## Task details
Take each line from the entries that holds "string" and copy it out.

*** Records to use ***

PR #2477, opened 2015-07-14
getstuff downloads llvm 3.7svn on windows

debris:


LefterisJP:
This is for the windowsjit build, yes? Has it been tested?

debris:
I think that @pawel has tested it. He requested me to upload it to the buildbot.

LefterisJP:
yea we need this dependency in Windows. If it's tested and works then it's awesome. Will also test in Windows when I get a Windows machine.

chfast:
I can test it locally if you want. But the only part that can go wrong is downloading and unpacking. The LLVM prebuilt libraries are fine.

LefterisJP:
No it should be fine. This is what I wanted to hear.

PR #2485, opened 2015-07-15
Windows install changes

chfast:


eth/CMakeLists.txt
```diff
@@ -41,9 +41,9 @@ if (JSCONSOLE)
 	target_link_libraries(${EXECUTABLE} jsconsole)
 endif()
 
-if (DEFINED WIN32 AND NOT DEFINED CMAKE_COMPILER_IS_MINGW)
-	eth_copy_dlls("${EXECUTABLE}" MHD_DLLS)
-endif()
+#if (DEFINED WIN32 AND NOT DEFINED CMAKE_COMPILER_IS_MINGW)
```
subtly: All for cleaning up cmake files but this is unrelated.

cmake/scripts/copydlls.cmake
```diff
@@ -8,10 +8,10 @@
 
 # this script is created cause we do not know configuration in multiconfiguration generators at cmake configure phase ;)
 
-if ("${CONF}" STREQUAL "Release")
-    set(DLL ${DLL_RELEASE})
-else () # Debug
+if ("${CONF}" STREQUAL "Debug")
     set(DLL ${DLL_DEBUG})
+else ()
+    set(DLL ${DLL_RELEASE})
```
subtly: Does this also fix RelWithDebInfo builds?

cmake/EthExecutableHelper.cmake
```diff
@@ -139,6 +139,12 @@ macro(eth_install_executable EXECUTABLE)
 			COMPONENT ${EXECUTABLE}
 		)
 
+		install(DIRECTORY "${CMAKE_CURRENT_BINARY_DIR}/RelWithDebInfo/"
+			DESTINATION bin
```
subtly: Why bin and not . like others?

cmake/scripts/copydlls.cmake
chfast: Yes. "debug" dependencies should be used only for Debug builds. "release" for all others.

cmake/EthExecutableHelper.cmake
chfast: The other uses the build type name, like "Release" and "Debug". See the missing "/" in the end. I find a bit awkward. "bin" fixes some DLL install problems (e.g. evmjit.dll is installed to bin).

We should've design the  installed files layout up front. But now I just want something that works.

chfast:
Thanks for checking that @subtly. I think it needs some cleaups before merging, but I want it right first, clean after that.

CMakeLists.txt
```diff
@@ -506,26 +506,26 @@ endif ()
...
+	set(CPACK_PACKAGE_NAME "Ethereum (++)")
+	set(CPACK_PACKAGE_DESCRIPTION_SUMMARY "The Ethereum (++) Toolset")
 	set(CPACK_PACKAGE_VENDOR "ethereum.org")
 	set(CPACK_PACKAGE_DESCRIPTION_FILE "${CMAKE_CURRENT_SOURCE_DIR}/README.md")
 	set(CPACK_RESOURCE_FILE_LICENSE "${CMAKE_CURRENT_SOURCE_DIR}/LICENSE")
-	set(CPACK_PACKAGE_VERSION "0.9")
+	set(CPACK_PACKAGE_VERSION "0.9.29")
 	set(CPACK_GENERATOR "NSIS")
 	# seems to be not working
 	# set(CPACK_PACKAGE_ICON "${CMAKE_CURRENT_SOURCE_DIR}/alethzero/alethzero.bmp")
```
LefterisJP: These commented out stuff, should we figure them out now, or in a later PR? It would need a few cycles of testing between Cmake's CPACK and NSIS installer to see why it's not working.

cmake/FindOpenCL.cmake
```diff
@@ -124,6 +124,24 @@ endif()
...
+if ("${CMAKE_CXX_COMPILER_ID}" STREQUAL "MSVC")
+
+	find_library(
+		OpenCL_LIBRARY_DEBUG
+		NAMES OpenCL_d
+	)
+
+	set(OpenCL_LIBRARIES optimized ${OpenCL_LIBRARY} debug ${OpenCL_LIBRARY_DEBUG})
+
+    # prepare dlls
```
LefterisJP: tab instead of whitespace here

CMakeLists.txt
chfast: With that enabled the installer includes components only. It needs more work than has been done as it would miss some required stuff like evmjit.dll, OpenCl.dll etc.

exp/CMakeLists.txt
```diff
@@ -30,6 +27,6 @@ target_link_libraries(${EXECUTABLE} p2p)
 if (ETHASHCL)
 	target_link_libraries(${EXECUTABLE} ethash-cl)
 	target_link_libraries(${EXECUTABLE} ethash)
-	target_link_libraries(${EXECUTABLE} ${OpenCL_LIBRARIES})
+	target_link_libraries(${EXECUTABLE} ${OpenCL_TARGET})
```
LefterisJP: What is `OpenCL_TARGET`? Can't find it in our files by grepping. Is it a cmake thing?

chfast: It used to be set to OpenCL or OpenCL_ICD.

libethash-cl/ethash_cl_miner.cpp
```diff
@@ -78,23 +78,37 @@ ethash_cl_miner::~ethash_cl_miner()
...
-	if (platforms.empty())
+	try
 	{
-		ETHCL_LOG("No OpenCL platforms found.");
-		return string();
+		cl::Platform::get(&platforms);
 	}
+	catch(cl::Error const& err)
+	{
+		#if defined(CL_PLATFORM_NOT_FOUND_KHR)
```
LefterisJP: Maybe don't indent the preprocessor commands, since they are more readable this way? I am not sure what our style guide says about that but I personally find it more readable if they are not indented. Something like:

```
#if defined(CL_PLATFORM_NOT_FOUND_KHR)
        if (err.err() == CL_PLATFORM_NOT_FOUND_KHR)
            ETHCL_LOG("No OpenCL platforms found");
        else
#endif
            throw err;
```

LefterisJP:
looks good to me. We should also figure out a working way to specify which files we would like to exclude in the final installation. Too bad that `PATTERN` can't be mixed with `COMPONENT` and `CONFIGURATION`.

But this can happen in a later PR. Let's first have a working version that does what we need ASAP and we can build on that incrementally.

chfast:
The true problem about that is we are using `install(DIRECTORY)` what is quite stupid.

PR #2487, opened 2015-07-15
Templatify method of block sealing

gavofyork:


CMakeLists.txt
```diff
@@ -434,31 +434,31 @@ add_subdirectory(libethcore)
...
 	endif ()
 endif ()
 
 if (TOOLS)
 
-	add_subdirectory(rlp)
-	add_subdirectory(abi)
-	add_subdirectory(ethvm)
-	add_subdirectory(eth)
+#	add_subdirectory(rlp)
```
chriseth: Commented out on purpose (also elsewhere)?

libethcore/BlockInfo.cpp
```diff
@@ -145,64 +130,11 @@ void BlockInfo::populateFromHeader(RLP const& _header, Strictness _s, h256 const
 		throw;
 	}
 
-	if (number > ~(unsigned)0)
+	if (m_number > ~(unsigned)0)
```
chriseth: Shouldn't this use a platform-independent type?

libethcore/BlockInfo.h
```diff
@@ -67,90 +77,200 @@ enum Strictness
...
+		BlockInfo::populateFromHeader(_header, _s);
+		BlockInfoSub::populateFromHeader(_header, _s);
+	}
+
+	void clear() { BlockInfo::clear(); BlockInfoSub::clear(); BlockInfoSub::noteDirty(); }
+	void noteDirty() const { BlockInfo::noteDirty(); BlockInfoSub::noteDirty(); }
+
+	h256 headerHash(IncludeProof _i = WithProof) const
+	{
+		RLPStream s;
```
chriseth: return `sha3(rlp(_i))`?

libethcore/Common.cpp
```diff
@@ -52,7 +56,7 @@ Network const c_network = Network::Frontier;
 Network const c_network = Network::Olympic;
 #endif
 
-const unsigned c_databaseVersion = c_databaseBaseVersion + (c_databaseVersionModifier << 8) + (ProofOfWork::revision() << 9);
+const unsigned c_databaseVersion = c_databaseBaseVersion + (c_databaseVersionModifier << 8) + (23 << 9);
```
chriseth: The literal constant looks dangerous.

libethcore/Ethash.cpp
```diff
@@ -54,58 +59,87 @@ namespace dev
...
 {
 
-const Ethash::WorkPackage Ethash::NullWorkPackage = Ethash::WorkPackage();
-
-std::string Ethash::name()
+h256 const& Ethash::BlockHeaderRaw::seedHash() const
 {
-	return "Ethash";
+	if (!m_seedHash)
+		m_seedHash = EthashAux::seedHash((unsigned)m_number);
```
chriseth: Also here: Platform-independent type.

libethcore/Common.cpp
gavofyork: indeed - temporary workaround to avoid the database being flushed; will remove on the next database update (i.e. frontier release).

libethcore/BlockInfo.cpp
gavofyork: `m_number` is `u256` so perhaps `(u256)` would be more reasonable here. removing the cast may also be an option since i guess it'll be upcast to `u256` anyway (not sure if supported on all compilers though).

*** End of Records to use ***

## Solution for this task
-		return string();
-std::string Ethash::name()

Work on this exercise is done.